◆ **EXERCISE OBJECTIVE**:
Among the lines below, keep only those from the one containing "- **Server-side YAML" through the one containing "### Local-dev conveniences", and reproduce them exactly.

[[ RECORDS FOR PROCESSING, beginning ]]

PR #1147, opened 2026-06-12
feat(server): copy job YAML, Job YAML tab, syntax-highlighted job definition

mz2:
## Overview

Adds a **"Copy job YAML"** button and a clearer job-definition view to the dashboard job detail page. The stored `job_data` is reconstructed into a submittable job-definition YAML (the `Job` schema top-level fields, in schema order), shown in a default **Job YAML** tab and copyable to the clipboard in one click.

### New: Job YAML tab + Copy button
- **Server-side YAML rendering** (`views.py`): `build_job_yaml()` rebuilds a submittable definition from the stored `job_data`, with multiline strings (e.g. the test script) rendered as literal `|` blocks.
- A new **Job YAML** tab (the full submittable definition) is shown by default.
- **Copy button** (`clipboard.js`): a generic `[data-copy-target]` handler copies the clean, unhighlighted YAML from a hidden payload and shows brief "Copied!" feedback.

### Changed: how the existing Provision / Test tabs are presented

These tabs already existed but rendered their content awkwardly. This PR fixes the presentation:

- **Provision Data** previously rendered the raw Python `dict` repr — e.g. `{'distro': 'jammy'}` — because the template emitted `{{ job.job_data.provision_data }}` directly. It now renders as **YAML** (`distro: jammy`) via a new `as_yaml` Jinja filter. **Rationale:** the underlying job definition *is* YAML, so showing a Python repr was both inconsistent with how jobs are authored and harder to read for nested data; rendering YAML also matches the new Copy-job-YAML output exactly.
- **Test Data → "Test Script"**: this tab only ever shows `test_data.test_cmds`, which is a shell script — not a generic data structure. The tab was renamed from "Test Data" to **"Test Script"** to say what it actually is, and the script is now **bash syntax-highlighted**. **Rationale:** "Test Data" was misleading (it implied the whole `test_data` mapping); "Test Script" is accurate, and highlighting a multi-line shell script makes it far easier to scan.

### Syntax highlighting
- Highlighting is done **server-side with Pygments** (no client-side JS): YAML for the definition sections, bash for the test script. A small generated `pygments.css` is loaded only on this page. Output is XSS-safe — Pygments HTML-escapes the content.

### Local-dev conveniences
- `docker-compose.yml` bind-mounts `src/` and sets `TEMPLATES_AUTO_RELOAD` (env-guarded, default off, in `application.py`) for hot-reload without rebuilds; `create_sample_data.py` seeds representative `provision_data`.

## Screenshots

**Job YAML tab (new, shown by default)** — full submittable definition, syntax-highlighted, with the Copy button on the tab row:

testflinger-copy-job-yaml

**Provision Data tab** — now rendered as YAML (`distro: jammy`) instead of a Python repr:

testflinger-provision-tab

**Test Script tab** — renamed from "Test Data" (it always was including just the test_cmds), with bash syntax highlighting:

testflinger-test-tab

## Testing

- Unit tests (`tests/test_views.py`): `build_job_yaml`, the `as_yaml` and `highlight` filters (including HTML-escaping), the copy button/payload, and that sections render as YAML rather than a Python repr.
- Browser end-to-end coverage (Playwright) drives the real copy interaction and verifies the clipboard contents match the submittable YAML.

No API changes, database migrations, or new endpoints. `TEMPLATES_AUTO_RELOAD` is development-only and defaults off.


server/src/testflinger/static/assets/js/clipboard.js
ajzobro, line 1: However, the copy button does not copy the yaml into either of my paste buffers (Ctrl + V and middle-click), I also never saw the "Copied!" span, so I think it's just not linked up. I used Chrome for testing.

server/src/testflinger/templates/job_detail.html
```diff
@@ -30,75 +39,77 @@ <h2 class="p-muted-heading" id="job-definition">
...
+          <div class="p-tabs__item">
+            <button class="p-tabs__link"
+                    role="tab"
+                    aria-selected="false"
+                    aria-controls="test-data"
+                    id="test-data-tab">Test Script</button>
+          </div>
+        {% endif %}
+      </div>
+      <button class="p-button--base has-icon"
```
ajzobro, line 81: With respect to the the button, I think it's pushing the tab area over to the left and leaving a large unused space below it.

Image

ajzobro (changes requested):
The page looks great!

server/src/testflinger/templates/job_detail.html
rene-oromtz: Yeah, I think its because the margin-bottom in CSS: https://github.com/canonical/testflinger/blob/86bfdf0e5ea9ce681b190a8b09c54bb4e9e1a179/server/src/testflinger/static/assets/css/testflinger.css#L127

I was playing around and setting it to `0rem` seems to at least not display that white border and it seems more inline with the tabs

server/pyproject.toml
```diff
@@ -20,6 +20,7 @@ dependencies = [
     "owasp-logger>=0.1.5",
     "prometheus-client>=0.21.0",
     "prometheus-flask-exporter>=0.23.1",
+    "pygments>=2.18.0",
```
rene-oromtz: Can you please specify: Pygments>=2.20.0? While a low sev vulnerability this is to address https://github.com/canonical/testflinger/security/dependabot/62
Given we are now explicitly including pygments, we can start with the recommended version

```suggestion
    "pygments>=2.20.0",
```

server/src/testflinger/static/assets/js/clipboard.js
rene-oromtz: Hmmm I tried Firefox and Chromium and I do see the Copied! and able to paste it (only tested with Ctrl + V) not sure if its something in the code needed or perhaps the local environment not loading properly?

rene-oromtz (commented):
I really like how its getting displayed in the job view! Thanks for taking care of this! I just added a comment regarding pygments that might as well do it now given we are explicitly including it as dependency.

server/src/testflinger/static/assets/js/clipboard.js
mz2: I am not able to reproduce the problem either, tested both Firefox and Chrome. Could this be some Wayland session, XWayland based browser thing? I don't have a precise description for what I mean but I have sometimes got GNOME into a state where clipboard only works from Wayland based apps to Wayland based apps, and between XWayland to XWayland (again, not 100% sure this is the pattern). @ajzobro can you try in a fresh GNOME session to rule out a desktop bug?

server/pyproject.toml
rene-oromtz: @mz2 I forgot this will require: `just server lock` to update the lock file

server/src/testflinger/static/assets/js/clipboard.js
ajzobro: Honestly it seems to be happening more and more today (copy paste not working with Chrome) -- I closed a bunch of tabs and that seems to have helped; I can certainly try another browser/reboot/all the things.

server/src/testflinger/templates/job_detail.html
ajzobro: turns out it's the button style that we get :-(
Non-issue IMO, let's move past this. If it's really bothersome we can adjust things later.

rene-oromtz (dismissed):
LGTM

rene-oromtz (approved):

ajzobro (approved):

[[ RECORDS FOR PROCESSING, end ]]

◆ **YOUR RESPONSE**:
- **Server-side YAML rendering** (`views.py`): `build_job_yaml()` rebuilds a submittable definition from the stored `job_data`, with multiline strings (e.g. the test script) rendered as literal `|` blocks.
- A new **Job YAML** tab (the full submittable definition) is shown by default.
- **Copy button** (`clipboard.js`): a generic `[data-copy-target]` handler copies the clean, unhighlighted YAML from a hidden payload and shows brief "Copied!" feedback.

### Changed: how the existing Provision / Test tabs are presented

These tabs already existed but rendered their content awkwardly. This PR fixes the presentation:

- **Provision Data** previously rendered the raw Python `dict` repr — e.g. `{'distro': 'jammy'}` — because the template emitted `{{ job.job_data.provision_data }}` directly. It now renders as **YAML** (`distro: jammy`) via a new `as_yaml` Jinja filter. **Rationale:** the underlying job definition *is* YAML, so showing a Python repr was both inconsistent with how jobs are authored and harder to read for nested data; rendering YAML also matches the new Copy-job-YAML output exactly.
- **Test Data → "Test Script"**: this tab only ever shows `test_data.test_cmds`, which is a shell script — not a generic data structure. The tab was renamed from "Test Data" to **"Test Script"** to say what it actually is, and the script is now **bash syntax-highlighted**. **Rationale:** "Test Data" was misleading (it implied the whole `test_data` mapping); "Test Script" is accurate, and highlighting a multi-line shell script makes it far easier to scan.

### Syntax highlighting
- Highlighting is done **server-side with Pygments** (no client-side JS): YAML for the definition sections, bash for the test script. A small generated `pygments.css` is loaded only on this page. Output is XSS-safe — Pygments HTML-escapes the content.

### Local-dev conveniences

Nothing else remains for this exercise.